#### [Assignment]
Down to the final line, write out the data below exactly.

#### [Data records]
PR #880, opened 2026-08-04
fix: resolve conflict markers committed on main and unbreak both builds

### LINKED ISSUE #875: Committed merge conflict markers on main break the backend import and the frontend build
### Summary

`main` currently contains raw Git conflict markers that were committed instead of resolved. The backend cannot be imported and the frontend cannot be type-checked or built from a clean checkout.

### Where the markers are

| File | Lines |
| --- | --- |
| `backend/app/main.py` | 610 – 649 |
| `backend/app/models/__init__.py` | 73 – 86 |
| `frontend/src/routeTree.gen.ts` | 18 separate conflicted regions |

All of them carry the same right-hand label: `>>>>>>> d54dec75 (feat(jobs): implement background job monitoring and retry support)`.

### How to reproduce

```bash
git checkout main
cd backend && python -c "import app.main"
```

```
File "backend/app/main.py", line 610
    <<<<<<< HEAD
    ^
SyntaxError: invalid syntax
```

```bash
cd frontend && npm run typecheck
```

fails the same way on `src/routeTree.gen.ts`.

### Impact

* Backend CI (`Backend CI / backend`) is red on `main` and on every PR branched from it.
* Frontend CI (`frontend / build`) is red for the same reason.
* Because both sides are already failing, a genuinely broken PR is indistinguishable from a healthy one — every contributor now has to reason about which red check is "the usual one".
* The conflict in `models/__init__.py` also means the model registry silently loses whichever side was dropped, so `Base.metadata` is incomplete at runtime.

### What the correct resolution looks like

The two sides are additive, not competing — neither branch deleted anything the other needed:

* `main.py`: keep the `custom_openapi()` block **and** the `background_jobs` router registration.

#### [Written answer]
PR #880, opened 2026-08-04
fix: resolve conflict markers committed on main and unbreak both builds

### LINKED ISSUE #875: Committed merge conflict markers on main break the backend import and the frontend build
### Summary

`main` currently contains raw Git conflict markers that were committed instead of resolved. The backend cannot be imported and the frontend cannot be type-checked or built from a clean checkout.

### Where the markers are

| File | Lines |
| --- | --- |
| `backend/app/main.py` | 610 – 649 |
| `backend/app/models/__init__.py` | 73 – 86 |
| `frontend/src/routeTree.gen.ts` | 18 separate conflicted regions |

All of them carry the same right-hand label: `>>>>>>> d54dec75 (feat(jobs): implement background job monitoring and retry support)`.

### How to reproduce

```bash
git checkout main
cd backend && python -c "import app.main"
```

```
File "backend/app/main.py", line 610
    <<<<<<< HEAD
    ^
SyntaxError: invalid syntax
```

```bash
cd frontend && npm run typecheck
```

fails the same way on `src/routeTree.gen.ts`.

### Impact

* Backend CI (`Backend CI / backend`) is red on `main` and on every PR branched from it.
* Frontend CI (`frontend / build`) is red for the same reason.
* Because both sides are already failing, a genuinely broken PR is indistinguishable from a healthy one — every contributor now has to reason about which red check is "the usual one".
* The conflict in `models/__init__.py` also means the model registry silently loses whichever side was dropped, so `Base.metadata` is incomplete at runtime.

### What the correct resolution looks like

The two sides are additive, not competing — neither branch deleted anything the other needed:

* `main.py`: keep the `custom_openapi()` block **and** the `background_jobs` router registration.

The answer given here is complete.